What is needed
Set out the listing word for word. End with the line that contains "screenshot from 2018-01-24 12-01-15".

Data shown
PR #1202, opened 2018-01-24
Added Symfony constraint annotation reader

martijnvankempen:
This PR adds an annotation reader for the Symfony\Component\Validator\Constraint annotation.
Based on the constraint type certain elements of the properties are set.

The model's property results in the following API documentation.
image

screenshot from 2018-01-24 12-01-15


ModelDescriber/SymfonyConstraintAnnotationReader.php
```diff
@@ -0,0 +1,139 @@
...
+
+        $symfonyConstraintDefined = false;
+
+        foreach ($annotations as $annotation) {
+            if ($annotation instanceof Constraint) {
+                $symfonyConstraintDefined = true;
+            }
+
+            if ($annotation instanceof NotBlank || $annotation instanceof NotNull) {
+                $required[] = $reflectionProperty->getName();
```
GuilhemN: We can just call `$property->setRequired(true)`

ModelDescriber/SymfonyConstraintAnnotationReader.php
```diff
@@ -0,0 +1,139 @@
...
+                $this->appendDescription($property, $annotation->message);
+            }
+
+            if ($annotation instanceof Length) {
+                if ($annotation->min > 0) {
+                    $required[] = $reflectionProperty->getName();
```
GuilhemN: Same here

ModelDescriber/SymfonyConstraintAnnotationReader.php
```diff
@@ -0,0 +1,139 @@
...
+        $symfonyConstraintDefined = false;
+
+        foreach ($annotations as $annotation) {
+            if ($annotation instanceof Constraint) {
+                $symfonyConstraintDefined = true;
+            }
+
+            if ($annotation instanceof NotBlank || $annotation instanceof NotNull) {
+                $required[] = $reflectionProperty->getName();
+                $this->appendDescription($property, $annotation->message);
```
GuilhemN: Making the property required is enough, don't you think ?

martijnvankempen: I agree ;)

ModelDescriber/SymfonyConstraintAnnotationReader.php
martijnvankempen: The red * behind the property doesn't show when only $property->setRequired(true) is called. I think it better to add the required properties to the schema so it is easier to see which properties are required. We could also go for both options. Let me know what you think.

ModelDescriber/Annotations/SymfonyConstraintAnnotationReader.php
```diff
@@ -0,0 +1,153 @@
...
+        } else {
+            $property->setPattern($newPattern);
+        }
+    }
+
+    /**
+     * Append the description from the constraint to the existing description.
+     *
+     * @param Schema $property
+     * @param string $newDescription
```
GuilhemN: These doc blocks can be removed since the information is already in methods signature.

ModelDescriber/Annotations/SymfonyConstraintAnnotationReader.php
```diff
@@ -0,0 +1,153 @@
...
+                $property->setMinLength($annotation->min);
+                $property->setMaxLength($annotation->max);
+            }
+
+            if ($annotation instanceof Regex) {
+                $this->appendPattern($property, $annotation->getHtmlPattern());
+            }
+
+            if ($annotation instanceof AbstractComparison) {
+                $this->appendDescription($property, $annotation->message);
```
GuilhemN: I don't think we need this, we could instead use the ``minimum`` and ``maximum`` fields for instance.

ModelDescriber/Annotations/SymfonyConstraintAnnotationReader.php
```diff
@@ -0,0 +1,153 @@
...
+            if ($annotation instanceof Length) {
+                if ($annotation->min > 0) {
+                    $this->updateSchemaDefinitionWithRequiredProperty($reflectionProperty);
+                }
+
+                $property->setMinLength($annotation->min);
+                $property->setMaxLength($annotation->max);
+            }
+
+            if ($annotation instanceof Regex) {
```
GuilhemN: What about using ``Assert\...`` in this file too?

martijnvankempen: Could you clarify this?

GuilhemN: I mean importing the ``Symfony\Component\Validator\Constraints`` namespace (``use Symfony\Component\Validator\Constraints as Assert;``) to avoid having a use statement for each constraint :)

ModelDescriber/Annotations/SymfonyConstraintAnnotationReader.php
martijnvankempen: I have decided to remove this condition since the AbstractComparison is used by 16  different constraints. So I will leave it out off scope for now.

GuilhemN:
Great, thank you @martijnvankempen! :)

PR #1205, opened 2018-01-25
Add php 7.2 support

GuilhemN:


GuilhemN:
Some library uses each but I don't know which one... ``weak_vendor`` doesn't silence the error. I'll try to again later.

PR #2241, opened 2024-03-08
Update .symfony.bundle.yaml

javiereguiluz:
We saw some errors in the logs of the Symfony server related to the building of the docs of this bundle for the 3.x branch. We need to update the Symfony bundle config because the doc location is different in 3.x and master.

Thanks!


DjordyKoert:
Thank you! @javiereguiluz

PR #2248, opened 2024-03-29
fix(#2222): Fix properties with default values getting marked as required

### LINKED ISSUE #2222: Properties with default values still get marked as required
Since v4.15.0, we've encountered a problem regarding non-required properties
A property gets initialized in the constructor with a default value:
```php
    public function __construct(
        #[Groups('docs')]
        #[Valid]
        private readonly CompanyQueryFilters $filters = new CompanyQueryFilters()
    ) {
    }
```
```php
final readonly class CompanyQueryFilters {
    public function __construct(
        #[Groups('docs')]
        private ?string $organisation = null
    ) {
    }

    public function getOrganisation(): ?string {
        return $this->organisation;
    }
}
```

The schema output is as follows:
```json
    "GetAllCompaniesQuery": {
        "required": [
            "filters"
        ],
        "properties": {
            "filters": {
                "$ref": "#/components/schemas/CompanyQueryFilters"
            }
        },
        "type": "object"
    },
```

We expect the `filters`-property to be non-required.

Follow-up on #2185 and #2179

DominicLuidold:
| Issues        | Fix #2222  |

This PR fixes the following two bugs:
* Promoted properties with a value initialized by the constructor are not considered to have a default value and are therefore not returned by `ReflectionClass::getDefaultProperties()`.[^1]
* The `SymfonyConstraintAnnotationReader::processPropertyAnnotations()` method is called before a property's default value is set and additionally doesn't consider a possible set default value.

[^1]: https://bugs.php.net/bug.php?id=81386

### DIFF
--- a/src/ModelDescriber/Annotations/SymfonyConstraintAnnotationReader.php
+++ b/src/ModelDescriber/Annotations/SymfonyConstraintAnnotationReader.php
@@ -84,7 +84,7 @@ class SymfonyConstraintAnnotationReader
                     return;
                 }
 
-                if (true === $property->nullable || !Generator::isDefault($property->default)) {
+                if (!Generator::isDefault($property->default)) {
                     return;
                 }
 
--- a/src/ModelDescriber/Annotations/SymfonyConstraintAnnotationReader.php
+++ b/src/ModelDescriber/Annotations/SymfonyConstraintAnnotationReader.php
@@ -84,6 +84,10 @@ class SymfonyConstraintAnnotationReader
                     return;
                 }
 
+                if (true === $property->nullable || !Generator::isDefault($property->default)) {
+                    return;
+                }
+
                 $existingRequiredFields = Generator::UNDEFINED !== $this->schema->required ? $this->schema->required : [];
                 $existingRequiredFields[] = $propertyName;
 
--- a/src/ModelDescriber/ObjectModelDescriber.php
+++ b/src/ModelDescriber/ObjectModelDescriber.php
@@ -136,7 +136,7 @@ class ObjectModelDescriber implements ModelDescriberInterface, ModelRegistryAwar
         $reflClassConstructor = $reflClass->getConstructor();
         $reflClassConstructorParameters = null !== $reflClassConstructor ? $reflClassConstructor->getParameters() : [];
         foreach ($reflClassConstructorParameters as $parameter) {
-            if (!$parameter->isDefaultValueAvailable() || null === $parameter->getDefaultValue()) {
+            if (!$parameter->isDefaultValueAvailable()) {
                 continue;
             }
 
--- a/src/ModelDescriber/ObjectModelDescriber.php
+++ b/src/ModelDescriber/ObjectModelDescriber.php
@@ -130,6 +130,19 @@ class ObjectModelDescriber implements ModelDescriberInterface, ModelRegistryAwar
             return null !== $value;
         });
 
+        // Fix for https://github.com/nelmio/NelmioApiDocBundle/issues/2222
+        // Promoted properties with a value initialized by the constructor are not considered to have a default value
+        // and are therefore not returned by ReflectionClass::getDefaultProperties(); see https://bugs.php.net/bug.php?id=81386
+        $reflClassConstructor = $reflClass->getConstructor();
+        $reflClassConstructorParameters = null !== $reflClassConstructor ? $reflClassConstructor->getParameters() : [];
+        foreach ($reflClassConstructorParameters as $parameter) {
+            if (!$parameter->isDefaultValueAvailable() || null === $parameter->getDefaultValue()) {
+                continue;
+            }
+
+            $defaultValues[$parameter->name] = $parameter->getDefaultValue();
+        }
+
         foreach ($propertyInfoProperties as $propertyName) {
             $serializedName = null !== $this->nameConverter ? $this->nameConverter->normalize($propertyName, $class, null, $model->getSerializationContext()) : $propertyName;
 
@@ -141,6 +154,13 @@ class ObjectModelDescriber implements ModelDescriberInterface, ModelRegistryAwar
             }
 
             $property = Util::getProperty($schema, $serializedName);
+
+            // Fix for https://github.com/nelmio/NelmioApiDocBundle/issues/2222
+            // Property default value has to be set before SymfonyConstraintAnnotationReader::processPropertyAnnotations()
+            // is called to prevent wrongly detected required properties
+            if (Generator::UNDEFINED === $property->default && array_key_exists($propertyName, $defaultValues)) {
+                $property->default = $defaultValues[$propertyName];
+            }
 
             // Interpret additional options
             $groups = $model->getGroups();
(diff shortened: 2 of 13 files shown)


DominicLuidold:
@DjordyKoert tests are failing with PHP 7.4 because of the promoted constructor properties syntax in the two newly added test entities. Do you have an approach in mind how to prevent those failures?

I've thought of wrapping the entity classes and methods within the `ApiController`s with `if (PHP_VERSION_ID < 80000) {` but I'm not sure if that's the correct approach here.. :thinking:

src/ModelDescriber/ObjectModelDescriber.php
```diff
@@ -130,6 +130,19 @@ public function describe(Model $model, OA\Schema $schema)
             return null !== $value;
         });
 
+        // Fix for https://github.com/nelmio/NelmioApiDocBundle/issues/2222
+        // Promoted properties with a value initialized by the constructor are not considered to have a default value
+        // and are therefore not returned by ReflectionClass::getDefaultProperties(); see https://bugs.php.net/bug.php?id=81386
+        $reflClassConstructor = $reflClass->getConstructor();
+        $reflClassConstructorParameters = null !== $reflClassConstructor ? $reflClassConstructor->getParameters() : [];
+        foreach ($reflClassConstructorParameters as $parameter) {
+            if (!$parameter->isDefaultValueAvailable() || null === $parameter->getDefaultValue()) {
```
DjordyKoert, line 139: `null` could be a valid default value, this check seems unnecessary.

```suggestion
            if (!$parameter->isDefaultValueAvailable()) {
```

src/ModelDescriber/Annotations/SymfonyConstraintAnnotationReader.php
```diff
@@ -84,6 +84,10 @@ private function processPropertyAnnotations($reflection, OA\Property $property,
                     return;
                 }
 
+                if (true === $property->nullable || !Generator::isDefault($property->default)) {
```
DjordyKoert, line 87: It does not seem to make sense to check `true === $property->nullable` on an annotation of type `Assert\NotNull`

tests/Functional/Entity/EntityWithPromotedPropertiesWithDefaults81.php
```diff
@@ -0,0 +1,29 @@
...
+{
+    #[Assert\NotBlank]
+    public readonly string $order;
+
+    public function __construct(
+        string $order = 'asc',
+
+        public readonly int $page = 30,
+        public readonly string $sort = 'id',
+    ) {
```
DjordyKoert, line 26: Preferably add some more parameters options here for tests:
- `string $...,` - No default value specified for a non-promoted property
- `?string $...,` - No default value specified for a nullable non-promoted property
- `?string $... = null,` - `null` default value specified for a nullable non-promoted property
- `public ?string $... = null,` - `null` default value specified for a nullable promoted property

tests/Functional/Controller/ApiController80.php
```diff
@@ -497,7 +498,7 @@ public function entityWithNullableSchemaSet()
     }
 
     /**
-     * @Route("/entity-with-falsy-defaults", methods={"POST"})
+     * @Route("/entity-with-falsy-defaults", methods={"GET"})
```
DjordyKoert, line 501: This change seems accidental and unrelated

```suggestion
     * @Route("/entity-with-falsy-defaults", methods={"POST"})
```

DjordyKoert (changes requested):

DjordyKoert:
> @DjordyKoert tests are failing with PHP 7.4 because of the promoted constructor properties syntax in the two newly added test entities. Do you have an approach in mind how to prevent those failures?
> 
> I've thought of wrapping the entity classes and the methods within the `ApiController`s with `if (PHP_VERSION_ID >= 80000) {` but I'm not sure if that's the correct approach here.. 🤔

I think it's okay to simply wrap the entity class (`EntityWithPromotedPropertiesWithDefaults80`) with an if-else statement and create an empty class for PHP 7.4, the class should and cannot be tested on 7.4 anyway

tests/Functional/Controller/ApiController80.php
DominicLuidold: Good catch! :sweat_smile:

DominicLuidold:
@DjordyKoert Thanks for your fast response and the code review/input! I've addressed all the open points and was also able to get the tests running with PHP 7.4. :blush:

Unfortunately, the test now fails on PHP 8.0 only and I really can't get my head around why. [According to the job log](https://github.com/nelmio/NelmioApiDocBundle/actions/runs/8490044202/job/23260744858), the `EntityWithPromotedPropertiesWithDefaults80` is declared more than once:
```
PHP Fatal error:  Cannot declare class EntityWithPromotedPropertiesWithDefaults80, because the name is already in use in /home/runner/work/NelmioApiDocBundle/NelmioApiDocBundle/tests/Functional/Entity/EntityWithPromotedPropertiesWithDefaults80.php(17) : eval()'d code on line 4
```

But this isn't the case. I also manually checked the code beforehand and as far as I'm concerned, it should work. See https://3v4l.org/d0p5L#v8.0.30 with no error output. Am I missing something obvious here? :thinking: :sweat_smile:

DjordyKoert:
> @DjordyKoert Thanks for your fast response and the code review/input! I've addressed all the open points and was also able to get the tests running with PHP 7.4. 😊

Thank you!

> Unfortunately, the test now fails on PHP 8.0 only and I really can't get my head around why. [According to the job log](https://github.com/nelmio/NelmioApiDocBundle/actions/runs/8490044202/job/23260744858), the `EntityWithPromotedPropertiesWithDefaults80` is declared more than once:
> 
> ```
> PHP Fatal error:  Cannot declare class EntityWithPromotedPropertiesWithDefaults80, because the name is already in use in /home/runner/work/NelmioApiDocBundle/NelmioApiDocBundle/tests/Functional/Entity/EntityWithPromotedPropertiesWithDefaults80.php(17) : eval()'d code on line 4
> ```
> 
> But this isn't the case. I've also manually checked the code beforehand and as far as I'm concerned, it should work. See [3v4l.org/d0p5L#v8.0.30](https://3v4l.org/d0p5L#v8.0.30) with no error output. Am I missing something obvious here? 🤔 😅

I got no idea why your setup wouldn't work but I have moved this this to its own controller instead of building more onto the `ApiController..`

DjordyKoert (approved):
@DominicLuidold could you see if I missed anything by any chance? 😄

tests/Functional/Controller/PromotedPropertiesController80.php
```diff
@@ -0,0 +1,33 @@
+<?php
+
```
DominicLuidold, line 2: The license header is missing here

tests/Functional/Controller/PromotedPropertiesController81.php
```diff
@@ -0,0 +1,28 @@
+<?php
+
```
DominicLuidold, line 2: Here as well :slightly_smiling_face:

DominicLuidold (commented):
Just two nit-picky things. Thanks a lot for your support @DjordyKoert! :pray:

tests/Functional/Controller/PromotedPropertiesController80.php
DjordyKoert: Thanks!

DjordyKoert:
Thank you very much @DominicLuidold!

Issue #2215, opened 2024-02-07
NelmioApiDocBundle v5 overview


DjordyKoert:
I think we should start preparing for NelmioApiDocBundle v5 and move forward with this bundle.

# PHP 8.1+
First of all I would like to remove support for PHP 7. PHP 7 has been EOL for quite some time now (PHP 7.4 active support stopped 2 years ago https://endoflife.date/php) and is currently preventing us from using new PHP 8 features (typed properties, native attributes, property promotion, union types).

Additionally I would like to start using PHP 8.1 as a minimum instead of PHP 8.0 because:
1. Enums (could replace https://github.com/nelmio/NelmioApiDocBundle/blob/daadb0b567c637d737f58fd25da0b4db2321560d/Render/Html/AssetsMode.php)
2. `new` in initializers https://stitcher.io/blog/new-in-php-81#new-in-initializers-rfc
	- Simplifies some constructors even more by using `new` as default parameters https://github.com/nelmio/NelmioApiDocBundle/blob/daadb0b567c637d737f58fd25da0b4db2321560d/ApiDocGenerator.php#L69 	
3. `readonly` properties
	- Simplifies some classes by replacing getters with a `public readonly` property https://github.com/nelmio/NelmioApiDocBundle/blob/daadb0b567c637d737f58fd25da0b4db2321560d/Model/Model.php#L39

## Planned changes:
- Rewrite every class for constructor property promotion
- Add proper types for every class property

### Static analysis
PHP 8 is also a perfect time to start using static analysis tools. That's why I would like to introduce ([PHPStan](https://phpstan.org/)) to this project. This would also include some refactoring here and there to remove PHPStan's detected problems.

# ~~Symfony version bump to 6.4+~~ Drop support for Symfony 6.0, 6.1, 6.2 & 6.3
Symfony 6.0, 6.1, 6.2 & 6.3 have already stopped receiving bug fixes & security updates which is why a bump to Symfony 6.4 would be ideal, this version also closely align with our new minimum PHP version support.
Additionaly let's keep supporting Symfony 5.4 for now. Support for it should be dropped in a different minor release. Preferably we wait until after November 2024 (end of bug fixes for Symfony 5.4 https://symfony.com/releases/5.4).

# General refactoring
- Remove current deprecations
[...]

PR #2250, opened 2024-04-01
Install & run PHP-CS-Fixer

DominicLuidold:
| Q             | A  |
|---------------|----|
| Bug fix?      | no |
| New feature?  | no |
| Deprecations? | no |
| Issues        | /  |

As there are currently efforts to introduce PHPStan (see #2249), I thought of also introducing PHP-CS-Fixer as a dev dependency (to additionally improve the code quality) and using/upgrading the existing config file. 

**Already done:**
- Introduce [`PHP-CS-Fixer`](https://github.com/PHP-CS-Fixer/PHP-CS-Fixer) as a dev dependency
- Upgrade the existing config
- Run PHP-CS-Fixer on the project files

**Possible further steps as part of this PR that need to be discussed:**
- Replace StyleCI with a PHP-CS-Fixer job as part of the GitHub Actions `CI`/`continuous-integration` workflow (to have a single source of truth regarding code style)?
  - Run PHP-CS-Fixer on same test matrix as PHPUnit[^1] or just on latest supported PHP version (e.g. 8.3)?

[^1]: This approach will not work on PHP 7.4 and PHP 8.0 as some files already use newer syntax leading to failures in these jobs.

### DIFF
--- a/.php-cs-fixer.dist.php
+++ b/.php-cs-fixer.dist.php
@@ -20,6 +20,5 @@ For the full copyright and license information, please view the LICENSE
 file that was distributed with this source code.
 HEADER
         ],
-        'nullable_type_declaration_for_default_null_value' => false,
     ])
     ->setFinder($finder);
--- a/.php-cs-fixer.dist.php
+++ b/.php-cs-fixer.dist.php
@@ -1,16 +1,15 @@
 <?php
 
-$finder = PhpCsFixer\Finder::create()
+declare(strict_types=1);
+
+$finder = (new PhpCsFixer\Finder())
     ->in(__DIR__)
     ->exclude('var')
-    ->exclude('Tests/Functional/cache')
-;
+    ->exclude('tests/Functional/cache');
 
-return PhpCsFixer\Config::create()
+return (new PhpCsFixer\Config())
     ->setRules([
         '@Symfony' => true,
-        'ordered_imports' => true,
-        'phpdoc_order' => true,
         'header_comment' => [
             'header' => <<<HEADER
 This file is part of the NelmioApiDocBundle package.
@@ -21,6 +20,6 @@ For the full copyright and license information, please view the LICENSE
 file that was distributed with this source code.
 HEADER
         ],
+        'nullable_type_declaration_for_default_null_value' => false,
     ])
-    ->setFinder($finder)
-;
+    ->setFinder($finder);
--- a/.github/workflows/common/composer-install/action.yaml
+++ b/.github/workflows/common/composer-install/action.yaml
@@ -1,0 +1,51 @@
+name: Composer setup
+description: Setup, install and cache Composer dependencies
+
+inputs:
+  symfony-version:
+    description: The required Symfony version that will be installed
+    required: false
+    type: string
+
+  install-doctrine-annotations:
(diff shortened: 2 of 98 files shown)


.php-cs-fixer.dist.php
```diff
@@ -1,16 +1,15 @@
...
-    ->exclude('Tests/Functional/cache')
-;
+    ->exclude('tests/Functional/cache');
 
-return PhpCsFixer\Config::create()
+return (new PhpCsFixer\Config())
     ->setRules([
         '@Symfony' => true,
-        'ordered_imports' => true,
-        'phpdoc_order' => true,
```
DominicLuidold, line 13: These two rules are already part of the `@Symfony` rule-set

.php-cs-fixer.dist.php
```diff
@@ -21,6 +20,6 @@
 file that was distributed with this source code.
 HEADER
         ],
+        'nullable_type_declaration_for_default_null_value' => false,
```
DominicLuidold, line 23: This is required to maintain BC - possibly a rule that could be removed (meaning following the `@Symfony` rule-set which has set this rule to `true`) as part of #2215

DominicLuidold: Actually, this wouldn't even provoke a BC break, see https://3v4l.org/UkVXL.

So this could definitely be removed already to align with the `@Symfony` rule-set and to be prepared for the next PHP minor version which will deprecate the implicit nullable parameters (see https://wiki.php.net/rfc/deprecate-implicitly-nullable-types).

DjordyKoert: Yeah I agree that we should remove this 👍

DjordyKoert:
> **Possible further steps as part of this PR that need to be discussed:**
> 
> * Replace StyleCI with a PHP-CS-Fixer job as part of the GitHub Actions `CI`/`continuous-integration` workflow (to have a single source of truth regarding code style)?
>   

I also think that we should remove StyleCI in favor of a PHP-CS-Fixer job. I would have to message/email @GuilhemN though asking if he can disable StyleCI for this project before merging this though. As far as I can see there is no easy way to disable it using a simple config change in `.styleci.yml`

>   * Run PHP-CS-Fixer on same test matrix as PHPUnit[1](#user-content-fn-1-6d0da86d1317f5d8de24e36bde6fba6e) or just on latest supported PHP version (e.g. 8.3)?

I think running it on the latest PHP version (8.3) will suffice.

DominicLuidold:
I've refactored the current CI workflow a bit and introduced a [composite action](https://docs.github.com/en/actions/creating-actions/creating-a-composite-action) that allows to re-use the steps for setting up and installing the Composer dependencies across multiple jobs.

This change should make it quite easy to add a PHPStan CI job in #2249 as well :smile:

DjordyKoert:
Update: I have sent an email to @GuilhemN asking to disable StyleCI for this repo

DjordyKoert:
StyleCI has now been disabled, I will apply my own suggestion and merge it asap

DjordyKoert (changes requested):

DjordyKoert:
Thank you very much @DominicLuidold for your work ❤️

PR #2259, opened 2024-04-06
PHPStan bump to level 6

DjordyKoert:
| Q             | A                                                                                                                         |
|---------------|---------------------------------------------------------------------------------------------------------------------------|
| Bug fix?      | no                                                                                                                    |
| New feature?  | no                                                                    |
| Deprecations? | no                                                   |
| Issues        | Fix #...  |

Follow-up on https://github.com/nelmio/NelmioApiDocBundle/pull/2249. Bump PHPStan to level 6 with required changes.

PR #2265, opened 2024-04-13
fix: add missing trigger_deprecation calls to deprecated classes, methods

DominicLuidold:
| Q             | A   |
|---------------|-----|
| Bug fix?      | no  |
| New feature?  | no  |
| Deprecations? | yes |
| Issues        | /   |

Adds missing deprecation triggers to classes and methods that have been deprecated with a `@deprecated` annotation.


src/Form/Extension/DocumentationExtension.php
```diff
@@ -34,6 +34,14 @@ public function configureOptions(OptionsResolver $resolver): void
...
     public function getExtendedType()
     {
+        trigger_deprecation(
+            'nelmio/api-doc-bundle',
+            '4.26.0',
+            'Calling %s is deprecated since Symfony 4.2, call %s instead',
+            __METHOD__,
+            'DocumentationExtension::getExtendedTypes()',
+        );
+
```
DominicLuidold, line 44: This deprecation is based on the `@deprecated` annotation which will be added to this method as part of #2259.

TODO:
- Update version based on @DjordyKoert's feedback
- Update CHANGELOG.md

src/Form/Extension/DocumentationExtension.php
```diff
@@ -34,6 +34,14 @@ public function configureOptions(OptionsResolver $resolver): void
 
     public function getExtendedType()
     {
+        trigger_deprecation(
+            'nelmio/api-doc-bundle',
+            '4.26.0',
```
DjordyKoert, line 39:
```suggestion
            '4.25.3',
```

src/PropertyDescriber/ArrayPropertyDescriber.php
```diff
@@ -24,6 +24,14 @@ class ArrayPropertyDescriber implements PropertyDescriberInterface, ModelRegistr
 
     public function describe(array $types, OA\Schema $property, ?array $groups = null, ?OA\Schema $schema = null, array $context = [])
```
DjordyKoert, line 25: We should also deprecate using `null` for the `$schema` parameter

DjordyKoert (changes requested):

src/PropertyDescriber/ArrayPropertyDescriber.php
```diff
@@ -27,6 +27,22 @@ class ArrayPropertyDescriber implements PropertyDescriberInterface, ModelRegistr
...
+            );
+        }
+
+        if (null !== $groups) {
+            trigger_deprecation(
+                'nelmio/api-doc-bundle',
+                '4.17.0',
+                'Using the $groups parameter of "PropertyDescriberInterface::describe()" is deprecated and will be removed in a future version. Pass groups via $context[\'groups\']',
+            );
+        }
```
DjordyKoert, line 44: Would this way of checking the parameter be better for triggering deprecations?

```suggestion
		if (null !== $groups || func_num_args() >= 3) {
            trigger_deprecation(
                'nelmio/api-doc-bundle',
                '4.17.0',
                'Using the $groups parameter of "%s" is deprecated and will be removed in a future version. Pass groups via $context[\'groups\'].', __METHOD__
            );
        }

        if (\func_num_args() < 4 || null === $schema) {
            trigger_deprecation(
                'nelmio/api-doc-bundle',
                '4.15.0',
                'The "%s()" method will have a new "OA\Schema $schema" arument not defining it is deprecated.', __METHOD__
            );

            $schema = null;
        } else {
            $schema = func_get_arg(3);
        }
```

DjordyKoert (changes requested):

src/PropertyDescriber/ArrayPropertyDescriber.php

Output of the exercise
PR #1202, opened 2018-01-24
Added Symfony constraint annotation reader

martijnvankempen:
This PR adds an annotation reader for the Symfony\Component\Validator\Constraint annotation.
Based on the constraint type certain elements of the properties are set.

The model's property results in the following API documentation.
image

screenshot from 2018-01-24 12-01-15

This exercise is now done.